Transient requirement for vimentin in neuritogenesis: intracellular delivery of anti-vimentin antibodies and antisense oligonucleotides inhibit neurite initiation but not elongation of existing neurites in neuroblastoma

Abstract

Vimentin is initially expressed by nearly all neuronal precursors in vivo, and is gradually replaced by neurofilaments shortly after the immature neurons become postmitotic (Cochard and Paulin, 1984, J Neurosci 4:2080; Tapscott et al., 1981, Dev Biol 86:40). A transient increase in neuritic vimentin filaments occurs within the first day of dbcAMP-mediated neurite induction in NB2a/d1 neuroblastoma, after which vimentin levels rapidly decline and neurofilaments increase (Shea, 1990, Brain Res 521:343). In the present study, we tested the possibility that vimentin filaments may function in neurite elaboration by inducing neuritogenesis under conditions where vimentin expression and assembly was inhibited. Intracellular delivery of anti-vimentin antiserum into transiently permeabilized NB2a/d1 cells prevented the initial elaboration of neurites, but did not retract existing neurites.

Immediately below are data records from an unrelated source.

PR #3328, opened 2019-04-13
Dispose source image object in image transfomers.

### LINKED ISSUE #3327: Image transfomers don't dispose source image.
Image transformers such as grayscale and resize have images as input. After they process input images to produce output image they should dispose the input image because if they don't then we are at mercy of garbage collector cleaning the bitmap objects and if the GC has not done that and some code in the same process tries to open the same image referenced by the bitmap object that is not disposed then we get file in use exception.

codemzs:
fixes #3327

### DIFF
--- a/src/Microsoft.ML.ImageAnalytics/ImageGrayscale.cs
+++ b/src/Microsoft.ML.ImageAnalytics/ImageGrayscale.cs
@@ -218,6 +218,9 @@ namespace Microsoft.ML.Transforms.Image
                             g.DrawImage(src, srcRectangle, 0, 0, src.Width, src.Height, GraphicsUnit.Pixel, attributes);
                         }
                         Contracts.Assert(dst.Width == src.Width && dst.Height == src.Height);
+
+                        src.Dispose();
+                        src = null;
                     };
 
                 return del;
--- a/src/Microsoft.ML.ImageAnalytics/ImageResizer.cs
+++ b/src/Microsoft.ML.ImageAnalytics/ImageResizer.cs
@@ -396,6 +396,9 @@ namespace Microsoft.ML.Transforms.Image
                             g.DrawImage(src, destRectangle, srcRectangle, GraphicsUnit.Pixel);
                         }
                         Contracts.Assert(dst.Width == info.ImageWidth && dst.Height == info.ImageHeight);
+
+                        src.Dispose();
+                        src = null;
                     };
 
                 return del;


src/Microsoft.ML.ImageAnalytics/ImageGrayscale.cs
```diff
@@ -218,6 +218,9 @@ protected override Delegate MakeGetter(DataViewRow input, int iinfo, Func<int, b
                             g.DrawImage(src, srcRectangle, 0, 0, src.Width, src.Height, GraphicsUnit.Pixel, attributes);
                         }
                         Contracts.Assert(dst.Width == src.Width && dst.Height == src.Height);
+
+                        src.Dispose();
```
eerhardt: Is Disposing it the correct thing to do here? Are you given ownership of the `src` object? If so, then it is fine. But if `getSrc` caches that object and tries using it, people will get an ObjectDisposedException if they try to use it.

Also - there is a case on line 210 where this method could return early without disposing `src`.

codemzs: I’m aware about line 210 but that is an error condition and not sure bitmap object has the ownership of the file but I’ll check. I did also consider the caching issue and didn’t see it being cached anywhere. None of the image transforms seem to cache the bitmap object.

wschin: ML.NET pipeline runs in a read-only mode. `Disposing something` means read-and-write.

src/Microsoft.ML.ImageAnalytics/ImageGrayscale.cs
```diff
@@ -218,6 +218,9 @@ protected override Delegate MakeGetter(DataViewRow input, int iinfo, Func<int, b
...
+                        src = null;
```
TomFinley: So, we see the correct pattern above at line 205, where `dst` is disposed if non-`null`. So the getter should in principle be disposing. Is it not? If it is not it should be.

So this seems to be disposing potentially in *both* places, but this makes me think we just have a bad getter delegate somewhere.

src/Microsoft.ML.ImageAnalytics/ImageGrayscale.cs
codemzs: You need to dispose otherwise it is a bug. Not entirely sure what your argument here is but we need a solution.

TomFinley:
>                         getSrc(ref src);

So to be clear, I'd expect this getter (whatever it is!) to dispose of the thing if necessary. I'd also expect the `disposer` above to handle any final cleanup on the `DataViewRow` object that is created using this infrastructure.

Is there some reason this does not work?

---
Refers to: src/Microsoft.ML.ImageAnalytics/ImageGrayscale.cs:208 in 4bd3d1b. [](commit_id = 4bd3d1b4de920f3e950e1d7201c09f6497f26a0d, deletion_comment = False)

src/Microsoft.ML.ImageAnalytics/ImageGrayscale.cs
codemzs: That is dst, this is src.

src/Microsoft.ML.ImageAnalytics/ImageGrayscale.cs
TomFinley: Sure. We need a solution. My question is more, why the existing solution and infrastructure is insufficient, since *in principle* the `src` should be disposed by the getter, then *finally* disposed when the row cursor is itself disposed. I am wondering what has broken down. #3327 is not sufficient.

---
In reply to: [275461003](https://github.com/dotnet/machinelearning/pull/3328#discussion_r275461003) [](ancestors = 275461003)

src/Microsoft.ML.ImageAnalytics/ImageGrayscale.cs
TomFinley: The point is that 205 is showing the correct pattern, and we also have the dispose method. If this pattern is being adhered to everywhere, the dispose method is being composed correct, and the cursor is being disposed, `src` should be being disposed already. Investigate why this is not so.

---
In reply to: [275461358](https://github.com/dotnet/machinelearning/pull/3328#discussion_r275461358) [](ancestors = 275461358)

By contrast, intracellular delivery of antiserum directed against the low molecular weight neurofilament subunit or normal rabbit antiserum did not affect neurite outgrowth. Treatment with vimentin antisense oligonucleotides reversibly depleted vimentin synthesis and steady-state levels, and prevented neurite initiation, but did not induce retraction of existing neurites. These findings point toward an hitherto undetected role for vimentin in the initiation of neurite outgrowth.